For the more general case (more than one "1" in the array), we start initially with each "1" being its own green (and yellow) array, and grow them all simultaneously, merging the yellow and then green arrays when they meet. Constructing the arrays becomes a bit trickier to do in linear time, but is possible by using the fact that any multipermutation on a sub-interval of length m can only contain integers ≤m.

Anonymous said...

Let me describe an algorithm to find all maximal contiguous multipermutations in an array A[1..n]. Assume that the maximum value contained in A is at most n. Let <_t be the total order of the elements of A induced by a stable sort of A. Define the two arrays:

- L[i] = max{j | j precedes i and A[j] >_t A[i]}
- R[i] = min{j | j follows i and A[j] >_t A[i]}

L[i] (R[i]) remains undefined whenever the corresponding set of indices is empty. Both L and R can be computed in linear time using a classic stack-based algorithm.

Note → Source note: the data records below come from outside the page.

PR #1318, opened 2025-11-27
DPE-8980 Support Juju 4: use 'ip' instead of 'private-address' (if available)

taurus-forever:
## Issue

No Juju 4 support by the charm.

## Solution

The Juju 4 has removed support databag fiesl `private-address`, `ingress-address` and more. The field we should use is `ip` now. The PG16 charm still have to support Juju 3.6 LTS, so adding support of the ip field with backward compatibility.

We are not going to allow Juju 4 deployments (assume in metadata.yaml), 
however users can use the following command to test Juju 4:
> juju deploy postgresql --channel 16/edge --force

### DIFF
--- a/src/relations/tls.py
+++ b/src/relations/tls.py
@@ -67,7 +67,9 @@ class TLS(Object):
             peer_addrs.add(addr)
         if addr := self.charm.unit_peer_data.get("replication-offer-address"):
             peer_addrs.add(addr)
-        if addr := self.charm.unit_peer_data.get("private-address"):
+        if addr := self.charm.unit_peer_data.get("ip") or self.charm.unit_peer_data.get(
+            "private-address"
+        ):
             peer_addrs.add(addr)
         return peer_addrs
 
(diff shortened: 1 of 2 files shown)


taurus-forever:
The issue https://github.com/juju/juju/issues/21344 has been fixed, and now PostgreSQL cluster can be deployed.
However no success with the relation to postgresql-test-app nor data-integrator :cry: 
Juju belives the relation has been established succesfully, but no juju secret created with app credentials => app stays pending for data... the further investigation required.

src/relations/tls.py
```diff
@@ -67,7 +67,9 @@ def _get_peer_addrs(self) -> set[str]:
             peer_addrs.add(addr)
         if addr := self.charm.unit_peer_data.get("replication-offer-address"):
             peer_addrs.add(addr)
-        if addr := self.charm.unit_peer_data.get("private-address"):
+        if addr := self.charm.unit_peer_data.get("ip") or self.charm.unit_peer_data.get(
+            "private-address"
+        ):
```
carlcsaposs-canonical:
```suggestion
        if addr := self.charm.unit_peer_data.get("ip", self.charm.unit_peer_data.get("private-address")):
```
nit

carlcsaposs-canonical (dismissed):

carlcsaposs-canonical (approved):

marceloneppel (approved):

dragomirp (approved):

Issue #794, opened 2025-03-17
Failures with `create-backup` doesn't surface the error


hloeung:
## Steps to reproduce

1. `juju run postgresql/5 create-backup --wait 60m`
1. `juju show-operation 109`

## Expected behavior

On errors, the full error should be shown, or at least a reason as to why it failed rather than an incomplete error message.

## Actual behavior

![Image](https://github.com/user-attachments/assets/ae4ff73b-b621-4d12-b31f-77e5290e5dc0)

## Versions

Operating system: ubuntu@22.04
Juju CLI: 3.6.3-ubuntu-amd64
Juju agent: 3.6.1
Charm revision: 14/stable      553

## Log output

Juju debug log:

hloeung:
In this case, it looks to be `ERROR: [082]: WAL segment 0000000A0000000000000060 was not archived before the 60000ms timeout`

![Image](https://github.com/user-attachments/assets/f622283e-7bb4-4764-aa42-03c08167e63b)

The algorithm mantains a collection of disjoint sets of indices of A and, for each set S, the value min(S) = min{A[e]| e in S}. All the required operations can be supported in O(1) time using a simple table based representation. Here is the pseudo-code:


Add set {m}, where m is the index of maximum element;

Scan elements of A\{m} in descending order of <_t {

c = index of current element;

//at least one among L[c], R[c] is defined
x = (A[L[c]] <_t A[R[c]])? L[c]: R[c];

//x has been already inserted
Locate set S containing x;

if(A[c] >= min(S)-1) {
Insert c into S and Update min(S);
} else { Add new set {c}; }

}

At the end of the algorithm the set of contiguous maximal multiperms of A coincides with the collection of sets having minimum = 1.

Mihai said...

@Dan: First I should apologize that I did not have the energy to think about your solution more. It sounds quite different from the ones I've thought about, but it seems there are gaps which are non-obvious to fill out.

A friend of mine who tried to understand it wrote back:

"I think it could be correct, in principle. But I'm missing several details to get O(n) running time, especially as Dan skips too quickly the main case of several 1s (for a single 1, the solution is correct). I think merging those subarrays could work out. But it seems you need the following data structure query: find the largest index containing element X, where the index is <= some K. Such queries seem to require superconstant time (predecessor search). These queries appear necessary when you merge two subarrays, and their endpoints change."

Mihai said...

Anon, are you sure you have the proper data-structure support to make this algorithm O(n)?

Anonymous said...

You just need an array reporting for each element the id of the containing set, and another array associating each id with the min of the set. O(n) space and O(1) time for each operation.